Ive mentioned before on this page that in 1976, I won free tickets to the Portland, Oregon, opening of Nicolas Meyer’s The Seven-Per-Cent Solution, a movie adapted from his 1974 Sherlock Holmes novel of the same name. I haven’t sat through that picture again in the last 20 years, but Steve Vineberg’s fresh assessment of it, in Critics at Large, has me in the mood for another screening.

• A new discovery: The blog Reading Ellery Queen, in which museum curator Jon Mathewson is busily assessing every Queen yarn, chronologically. He’s come as far as the 1967 novel Face to Face. I’ve added Mathewson’s site to The Rap Sheet’s General Crime Fiction links list, for future reference.

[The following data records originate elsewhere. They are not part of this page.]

PR #3351, opened 2023-04-20
Fixing missing directory in temp container for m2 settings.xml

F-WRunTime:
There is a break in release due to the missing file. Fixing this issue here.


F-WRunTime:
@ehildenb per a comment you made on a previous PR there is an option to dump the settings.xml to a different location. 
`settings-path: Maven related setting to point to the directory where the settings.xml file will be written. Default is ~/.m2.`
We can do something like this for setup-java:
```
settings-path: ${{ env.GITHUB_WORKSPACE }}
```
Then on the docker part 
```
          docker cp ${WORKSPACE}/settings.xml k-package-docker-test-jammy-${GITHUB_SHA}:~/.m2/settings.xml
```

ehildenb (approved):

• Speaking of Queen … With his summer vacation approaching, teacher Brad Friedman writes in Ah, My Sweet Mystery Blog about two novels—1933’s The Siamese Twin Mystery and 1949’s Cat of Many Tails—that find mystery writer and amateur sleuth Ellery Queen seeking relaxation, but finding murder, instead.

• Still more thoughts on summer travel: Cross-Examining Crime has gathered together some quite entertaining “Golden Age [of Mystery] Advice on Staying at Country Houses.” Rule No. 8: “Check the owner of the county house is not a collector of weaponry.”

• I wasn’t a fan of the NBC-TV series Movin’ On during its originally broadcast period of 1972-1976, but thanks to YouTube, in recent years I have caught up with some episodes of that program about troubleshooting truckers played by Claude and Frank Converse, and have decided it had more merit than I understood when I was very young. Television Obscurities recounts the story of Movin’ On’s recent revival through the TV streaming service Hulu, and even offers up that show’s first weekly episode, “The Time of His Life.”

• Bookslut founder Jessa Crispin laments the demise of her once-thriving book review/author interview site. The final issue of Bookslut is now available online.

Better-educated Americans = more liberal Americans.

• This comes as a surprise: SF Signal, the very popular, almost 13-year-old “speculative fiction”-oriented Web site edited by one of my fellow Kirkus Reviews bloggers, John DeNardo, has announced that it’s shutting down.

• Finally, as we prepare to commemorate The Rap Sheet’s initial decade, let us also raise a glass to the recent 10th anniversary of Gravetapping, Ben Boulden’s excellent crime-fiction blog.